Lewis' pottery featured innovative designs, and she has been compared to other innovators such as Pablo Picasso and Jackson Pollock. Lewis was known for the animals, and line designs she drew on her pottery. Her work is influenced by the color of the sky, along with her Native American culture. Lewis was mostly self-taught and her art was natural and innate. Lewis specialized in small pots that were usually six to twelve inches in height. In 1992, the price range for her pottery was listed as between one hundred and several thousand dollars.

Lewis' tribe, Acoma Pueblo, considered the clay she used for her pottery to be sacred. The creation of a single pot could take as long as two to three weeks. In addition, Native American pottery making is passed down the matriarchal line—mothers, grandmothers, and aunts teach the next generation.

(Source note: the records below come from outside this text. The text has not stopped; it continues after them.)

PR #3608, opened 2021-03-24
util.py - get_ovr_idx to support selecting by resolution + some utility functions + testing

idanmiara:
improve get_ovr_idx:
def get_ovr_idx(filename_or_ds: PathOrDS, ovr_idx: Optional[Union[int, float]]):
    """
    returns a non-negative ovr_idx, from a given ovr_idx number
    for ovr_idx = None => returns 0
    for ovr_idx: int >= 0 => returns the given ovr_idx
    for ovr_idx: int < 0 => -1 is the last overview; -2 is the one before the last and so on
    for ovr_idx: float => returns the best overview by the given resolution (ovr_idx represents the resolution in this case)
    """

This PR also adds some other basic utility functions and testing

### DIFF
--- a/gdal/swig/python/gdal-utils/osgeo_utils/auxiliary/raster_creation.py
+++ b/gdal/swig/python/gdal-utils/osgeo_utils/auxiliary/raster_creation.py
@@ -1,0 +1,114 @@
+#!/usr/bin/env python3
+# -*- coding: utf-8 -*-
+# ******************************************************************************
+#
+#  Project:  GDAL utils.auxiliary
+#  Purpose:  raster creation utility functions
+#  Author:   Idan Miara <idan@miara.com>
+#
+# ******************************************************************************
+#  Copyright (c) 2021, Idan Miara <idan@miara.com>
+#
+#  Permission is hereby granted, free of charge, to any person obtaining a
+#  copy of this software and associated documentation files (the "Software"),
+#  to deal in the Software without restriction, including without limitation
+#  the rights to use, copy, modify, merge, publish, distribute, sublicense,
+#  and/or sell copies of the Software, and to permit persons to whom the
+#  Software is furnished to do so, subject to the following conditions:
+#
+#  The above copyright notice and this permission notice shall be included
+#  in all copies or substantial portions of the Software.
+#
+#  THE SOFTWARE IS PROVIDED "AS IS", WITHOUT WARRANTY OF ANY KIND, EXPRESS
+#  OR IMPLIED, INCLUDING BUT NOT LIMITED TO THE WARRANTIES OF MERCHANTABILITY,
+#  FITNESS FOR A PARTICULAR PURPOSE AND NONINFRINGEMENT. IN NO EVENT SHALL
+#  THE AUTHORS OR COPYRIGHT HOLDERS BE LIABLE FOR ANY CLAIM, DAMAGES OR OTHER
+#  LIABILITY, WHETHER IN AN ACTION OF CONTRACT, TORT OR OTHERWISE, ARISING
+#  FROM, OUT OF OR IN CONNECTION WITH THE SOFTWARE OR THE USE OR OTHER
+#  DEALINGS IN THE SOFTWARE.
+# ******************************************************************************
+
+import tempfile
+from numbers import Real
+from typing import Sequence, Optional
+
+from osgeo import gdal, osr
+from osgeo_utils.auxiliary.base import PathLike, MaybeSequence, is_true
+from osgeo_utils.auxiliary.util import get_bigtiff_creation_option_value, get_data_type, DataTypeOrStr, CreationOptions
+
+
+def create_flat_raster(filename: Optional[PathLike],
+                       driver: Optional[str] = None, dt: DataTypeOrStr = gdal.GDT_Byte,
+                       size: MaybeSequence[int] = 128, band_count: int = 1, creation_options: CreationOptions = None,
+                       fill_value: Optional[Real] = None, nodata_value: Optional[Real] = None,
+                       origin: Optional[Sequence[int]] = (500_000, 0), pixel_size: MaybeSequence[int] = 10,
+                       epsg: Optional[int] = 32636,
+                       overview_alg: Optional[str] = 'NEAR', overview_list: Optional[Sequence[int]] = None):
+    if filename is None:
+        filename = tempfile.mktemp()
+    elif not filename:
+        filename = ''
+    if driver is None:
+        driver = 'GTiff' if filename else 'MEM'
+    if not isinstance(size, Sequence):
+        size = (size, size)
+
+    drv = gdal.GetDriverByName(driver)
+    dt = get_data_type(dt)
+    creation_options_list = get_creation_options(creation_options, driver=driver)
+    ds = drv.Create(str(filename), *size, band_count, dt, creation_options_list)
+
+    if pixel_size and origin:
+        if not isinstance(pixel_size, Sequence):
+            pixel_size = (pixel_size, -pixel_size)
+        ds.SetGeoTransform([origin[0], pixel_size[0], 0, origin[1], 0, pixel_size[1]])
+    if epsg is not None:
+        srs = osr.SpatialReference()
+        srs.ImportFromEPSG(epsg)
+        ds.SetSpatialRef(srs)
+    for bnd_idx in range(band_count):
+        bnd: gdal.Band = ds.GetRasterBand(bnd_idx+1)
+        if fill_value is not None:
+            bnd.Fill(fill_value)
+        if nodata_value is not None:
+            bnd.SetNoDataValue(nodata_value)
+    if overview_alg and overview_list:
+        ds.BuildOverviews(overview_alg, overviewlist=overview_list)
+    return ds
+
+
+def get_creation_options(creation_options: CreationOptions = None,
+                         driver: str = 'GTiff',
+                         sparse_ok: bool = None,
+                         tiled: bool = None,
+                         block_size: Optional[int] = None,
+                         big_tiff: Optional[str] = None,
+                         comp: str = None):
+    creation_options = dict(creation_options or dict())
+    if sparse_ok is None:
+        sparse_ok = creation_options.get("SPARSE_OK", True)
+    creation_options["SPARSE_OK"] = str(bool(sparse_ok))
+
+    driver = driver.lower()
+    if comp is None:
+        comp = creation_options.get("COMPRESS", "DEFLATE")
+    if driver in ['gtiff', 'cog']:
+        creation_options["BIGTIFF"] = get_bigtiff_creation_option_value(big_tiff)
+        creation_options["COMPRESS"] = comp
+
+    if tiled is None:
+        tiled = creation_options.get("TILED", True)
+    tiled = is_true(tiled)
+    creation_options["TILED"] = str(tiled)
+    if tiled and block_size is not None:
+        if driver == 'gtiff':
+            creation_options["BLOCKXSIZE"] = block_size
+            creation_options["BLOCKYSIZE"] = block_size
+        elif driver == 'cog':
+            creation_options["BLOCKSIZE"] = block_size
+
+    creation_options_list = []
+    for k, v in creation_options.items():
+        creation_options_list.append("{}={}".format(k, v))
+
+    return creation_options_list
--- a/gdal/swig/python/gdal-utils/osgeo_utils/auxiliary/util.py
+++ b/gdal/swig/python/gdal-utils/osgeo_utils/auxiliary/util.py
@@ -29,13 +29,16 @@
 #  FROM, OUT OF OR IN CONNECTION WITH THE SOFTWARE OR THE USE OR OTHER
 #  DEALINGS IN THE SOFTWARE.
 # ******************************************************************************
+
 from numbers import Real
-from typing import Optional, Union, Sequence, Tuple
+from typing import Optional, Union, Sequence, Tuple, Dict, Any, Iterator
 
 from osgeo import gdal
-from osgeo_utils.auxiliary.base import get_extension, is_path_like, PathLike
+from osgeo_utils.auxiliary.base import get_extension, is_path_like, PathLike, enum_to_str, OptionalBoolStr, is_true
 
 PathOrDS = Union[PathLike, gdal.Dataset]
+DataTypeOrStr = Union[str, int]
+CreationOptions = Optional[Dict[str, Any]]
 
 
 def DoesDriverHandleExtension(drv: gdal.Driver, ext: str):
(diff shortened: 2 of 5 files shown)


gdal/swig/python/osgeo/utils/auxiliary/util.py
```diff
@@ -96,13 +96,61 @@ def get_ovr_count(filename_or_ds: PathOrDS):
...
+
+
+def get_best_ovr_by_resolutions(requested_res: float, resolutions: Sequence[float]):
+    for ovr, res in enumerate(resolutions):
+        if res > requested_res:
+            return max(0, ovr-1)
+    return len(resolutions)-1
+
+
+def get_ovr_idx(filename_or_ds: PathOrDS, ovr_idx: Optional[Union[int, float]]):
```
rouault, line 133: mixing index and resolution in the same argument looks a bit messy. Can't we have a dedicated ovr_res optional argument, mutually exclusive with ovr_idx ?

rouault: would probably need some test

idanmiara: Thanks for you comments!
I also thought it might be a good idea to have a different parameter for resolution, but then two issues arise:
1. As you said, they are mutually exclusive and we'll need to decide what happens if someone sets both. I try to avoid mutually exclusive parameters if possible.
2. If I use a single parameter then any code that uses this function will automatically support this addition so if ovr_idx was passed any levels up the call stack, using a single variable this eliminates the need to modify call the related calls.
Maybe I would rename it to ovr_idx_or_resolution ? This would break any code that called this function with named argument, but as this function was not released yet I guess it's would be OK.

rouault: >     1. As you said, they are mutually exclusive and we'll need to decide what happens if someone sets both. I try to avoid mutually exclusive parameters if possible.

documentation + exception if that occurs

idanmiara: I believe I found a solution that satisfies all the cases mentioned and also clear.

rouault:
Can you add some tests ?

idanmiara:
> Can you add some tests ?

Yes, assuming gdal-utils will be merged soon, I'll do it after rebasing on it.

rouault:
> assuming gdal-utils will be merged soon,

you can reply to the motion email thread to synthesize the PSC votes and declare the motion passed as there are at least 2 +1 and no -1.

idanmiara:
> > assuming gdal-utils will be merged soon,
> 
> you can reply to the motion email thread to synthesize the PSC votes and declare the motion passed as there are at least 2 +1 and no -1.

Thanks! Done.

gdal/swig/python/gdal-utils/osgeo_utils/auxiliary/util.py
```diff
@@ -96,13 +96,69 @@ def get_ovr_count(filename_or_ds: PathOrDS):
...
+                ovr_idx: Optional[Union[int, float]] = None,
+                ovr_res: Optional[Union[int, float]] = None):
+    """
+    returns a non-negative ovr_idx, from given mutually exclusive ovr_idx (index) or ovr_res (resolution)
+    ovr_idx == None and ovr_res == None => returns 0
+    ovr_idx: int >= 0 => returns the given ovr_idx
+    ovr_idx: int < 0 => -1 is the last overview; -2 is the one before the last and so on
+    ovr_res: float|int => returns the best suitable overview for a given resolution
+             meaning the ovr with the lowest resolution which is higher then the request
+    ovr_idx: float = x => same as (ovr_idx=None, ovr_res=x)
```
rouault, line 143: This possibility is really messy. Why keep it ?
The below code should really distinguish the case where ovr_idx or over_res are specified and not mix things

gdal/swig/python/gdal-utils/osgeo_utils/auxiliary/util.py
```diff
@@ -96,13 +96,69 @@ def get_ovr_count(filename_or_ds: PathOrDS):
         return bnd.GetOverviewCount()
 
 
-def get_ovr_idx(filename_or_ds: PathOrDS, ovr_idx: Optional[int]):
+def get_sizes_factors_resolutions(filename_or_ds: PathOrDS, dim: Optional[int]=0):
+    ds = open_ds(filename_or_ds)
+    bnd = ds.GetRasterBand(1)
+    ovr_count = bnd.GetOverviewCount()
+    geo_transform = ds.GetGeoTransform()
```
rouault, line 103: Use ds.GetGeoTransform(can_return_null=True) and deal with the case when geo_transform is None

gdal/swig/python/gdal-utils/osgeo_utils/auxiliary/util.py
idanmiara: hmm.. because it simplifies my code - I have some calls to this function deep inside some inner functions and I pass ovr_idx from the outer functions, now I wanted to add support for choosing overview by resolution. The easiest solution is to pass a float to the outer function, that's all the change I needed to make. Otherwise if I wanted to use two parameters I would need to modify all the functions on the way. Also having mutually exclusive parameters is more error prone in my opinion.
I agree that it might be confusing so I added both options (single or double parameters). 
If you think it is less messy - I don't mind changing it to be an undocumented feature and to change the type hinting to suggest ovr_idx: Optional[int] accordingly.
If you think about it, the implementation also becomes much simpler if you use this approach of a single parameter - less cases to test against.

gdal/swig/python/gdal-utils/osgeo_utils/auxiliary/util.py
idanmiara: done

gdal/swig/python/gdal-utils/osgeo_utils/auxiliary/util.py
rouault: > If you think it is less messy - I don't mind changing it to be an undocumented feature

Yes, it would best not to advertize ovr_idx: float in the documentation of the function. In the implementation, you could still mention that subtelty.

> If you think about it, the implementation also becomes much simpler if you use this approach of a single parameter - less cases to test against.

Hum the testing should be little impacted. Testing the case where a parameter is integer or float, or two different parameters is pretty much equivalent

idanmiara: done

idanmiara:
> Can you add some tests ?

done

idanmiara:
@rouault please advise if any other changes are required.

gdal/swig/python/gdal-utils/osgeo_utils/auxiliary/util.py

In 1977, Lewis was invited to the White House and in 1983 she received New Mexico's Governor's Award for outstanding personal contribution to the art of the state. Her final art show was the 1991 SWAIA Indian Market in Santa Fe, New Mexico. After a long illness, Lucy M. Lewis died on March 12, 1992, in an Acoma Pueblo hospital.

==Awards==
Lewis received awards for her work from the state of New Mexico, the College Arts Association, the American Crafts Council and the Honolulu Academy of Fine Arts.

==Notable collections==
Her work is in the collections of the Smithsonian Institution and the National Museum of the American Indian, Cooper Hewitt, the Fred Jones Jr. Museum of Art, Lowell D. Holmes Museum of Anthropology, National Museum of Women in the Arts, the University of Michigan Museum of Art, the Haffenreffer Museum of Anthropology at Brown University, and the Spurlock Museum at the University of Illinois at Urbana-Champaign.

==Biographies==
- Lucy M. Lewis: American Indian Potter by Susan Harnly Peterson and Fred Kabotie
- A Tribute to Lucy M. Lewis: Acoma Potter by John E. Collins and Dr. Frederick J. Dockstader
- Daughters of the Anasazi. John Anthony, Director. Albuquerque, NM.